Friday, May 10, 2013

Looks Like More Rain

Well crap, it looks like it's going to rain on my walk but I'm going to go get Porter and set out anyway.  That's what they make umbrellas for, right?  It rained out the outdoor portion of the Knitting Guild annual picnic last night.  VJ's lovely husband grilled burgers in the rain for the second of only three times there's been a guild picnic.  He's a good sport, that AJ.  It's definitely too wet to dig up the blueberries to transplant so I guess today's the day I'll make some fragrance-free lotion to take along to The Clearing with me NEXT WEEKEND when I go up for a week's writing workshop.  I'm so excited to go up there for a week with no job and no husband (although I have one of the best husbands ever) and no one to think of but myself for seven whole days.  I should start packing, or at least make a list or three.

Mrs. Boss came to the dive shop yesterday to mow the lawn and then have me measure her for a custom drysuit.  I told her that now we're going steady since I had my hands all over her.  It's a challenge to measure people because you have to measure ALL of them and still preserve their modesty and privacy, and mine too.  That "crotch to floor" measurement's the most challenging but we have the measure-ee help by holding the dumb end of the tape measure in their, uh, their downthere while we take the smart end to the floor to get the measurement.

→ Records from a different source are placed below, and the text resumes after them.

PR #1753, opened 2023-01-14
Implement several object loading functions

AaronVanGeffen:


src/OpenLoco/src/Objects/StreetLightObject.cpp
```diff
@@ -24,11 +28,21 @@ namespace OpenLoco
...
-        regs.ecx = enumValue(handle.type);
-        Interop::call(0x00477F19, regs);
+        auto remainingData = data.subspan(sizeof(StreetLightObject));
+
+        // Load object name string
+        auto strRes = ObjectManager::loadStringTable(remainingData, handle, 0);
+        name = strRes.str;
+        remainingData = remainingData.subspan(strRes.tableLength);
+
+        // TODO: verify what's happening at 0x00477F31
```
duncanspumpkin, line 38: nothing. I suspect originally streetlights had a dependent object but then it was changed at a later date. TODO can be removed.

duncanspumpkin (approved):
Remove the todo and this is good to go.

src/OpenLoco/src/Objects/StreetLightObject.cpp
```diff
@@ -24,11 +28,21 @@ namespace OpenLoco
...
+
```
AaronVanGeffen, line 39:
```suggestion

```

src/OpenLoco/src/Objects/StreetLightObject.cpp
AaronVanGeffen: Alright, thanks for checking!

PR #1754, opened 2023-01-14
Implement Steam Object Load

duncanspumpkin:


AaronVanGeffen (approved):

AaronVanGeffen:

I just heard on the morning TV blabber that WI will be having a $500 million surplus next year and the lawmakers are debating what to do with it.  They should call me, I have a list.  School aid and tax relief are at the top of my list, but there's a lot that can be done with that kind of money.  Just so they don't all give themselves raises...

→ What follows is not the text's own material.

Issue #1757, opened 2023-01-15
Roll out Enum Flags across codebase


duncanspumpkin:
#1741 added enum flags. We now need to roll them out for all of our flags replacing the namespace of constexpr that we use at present. If you are doing this try not to do everything in one Pull Request. Do only a couple of sets of flags at a time and focus on one area. 

Old Style:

May 10--Eva Zeisel, Inkwell.  The rain kept falling.  The wind rose and fell and rose again but the rain didn't stop.  It slowed a bit just before sundown but it never stopped.  Not that day.  Not the next day.  Sylvia stood at the window, her left arm crossed over her midriff, her right hand clutching a cigarette near her chin where she only had to shift her arm a bare inch to get the cancer stick to her lips.  She had quit smoking eight years earlier but the week of rain constantly drumming on the roof, splashing on the pavement, and roaring through the downspouts made her so crazy she had slogged to the Stop & Rob convenience store on the corner and bought a pack.  Gilroy would kill her if he knew she was smoking again but Gilroy was dead and the constant rain had eroded any self-control she had managed to cling to.

Okay, time to get dressed and go get Porter to walk between the raindrops.